What is being asked: How many lines in the records below contain the word "needed"? Reply with the number alone.

[Collected data]
Start of Block

PR #861, opened 2025-01-27
Third iteration of cli help message

amritghimire:
- **datachain auth help remove extra line**
- **Use anon and update only where needed.**
- **Grammer**
- **Add available scopes options**


amritghimire:
Updated the google docs as well. cc. @shcheklein

ilongin (approved):

amritghimire:
@ilongin What is the difference between clone and cp now? Also, is --no-cp flag default  or anything changed there?

shcheklein (approved):
thanks! let's keep going ...

PR #863, opened 2025-01-27
Speed up unit tests

ilongin:
Removing not needed `.save()` on various unit tests to speed up tests run.


dmpetrov:
Great! Please share perf metrics.

ilongin:
> Great! Please share perf metrics.

It's not much, as we don't actually have that many `.save()` calls in unit tests. I got 26s for unit tests with `.save()` and 23s for unit tests with removed `.save()`. so it's small improvement. We can take a look at other places we can speed up tests

skshetry (approved):

skshetry:
> It's not much, as we don't actually have that many `.save()` calls in unit tests. I got 26s for unit tests with `.save()` and 23s for unit tests with removed `.save()`. so it's small improvement. We can take a look at other places we can speed up tests

I run the tests via the following most of the time:
```console
pytest -nlogical --disable-remotes all -m "not e2e and not examples" --durations 0
```

And it takes <50 seconds, usually ~40 seconds. So, I think we are in a good place.
IMO next step should be to organize remote tests better, and rely less on them.
(It still takes 2-3 minutes for me to run all the tests, and remote tests are to blame).

ilongin:
> > It's not much, as we don't actually have that many `.save()` calls in unit tests. I got 26s for unit tests with `.save()` and 23s for unit tests with removed `.save()`. so it's small improvement. We can take a look at other places we can speed up tests
> 
> I run the tests via the following most of the time:
> 
> ```
> pytest -nlogical --disable-remotes all -m "not e2e and not examples" --durations 0
> ```
> 
> And it takes <50 seconds, usually ~40 seconds. So, I think we are in a good place. IMO next step should be to organize remote tests better, and rely less on them. (It still takes 2-3 minutes for me to run all the tests, and remote tests are to blame).

Yea, I agree. On too many tests we check for all clouds which is probably not needed. I will  create a followup issue to deal with that.

PR #864, opened 2025-01-27
tests: set anon=True in GCS tests for performance

skshetry:


skshetry:
There are two tests failing, but looks like overall this reduces total tests' runtime by 30s.

shcheklein:
need to be careful since not every tests expects / built to have anon access. E.g. `test_signed_url` and `test_signed_url_versioned` first come to my mind. Not sure how this change affects it.

shcheklein:
@skshetry is it still needed?

skshetry:
Seems to save 30-45 seconds of runtime. But I am not sure if it is worth it.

End of Block

Written response: 4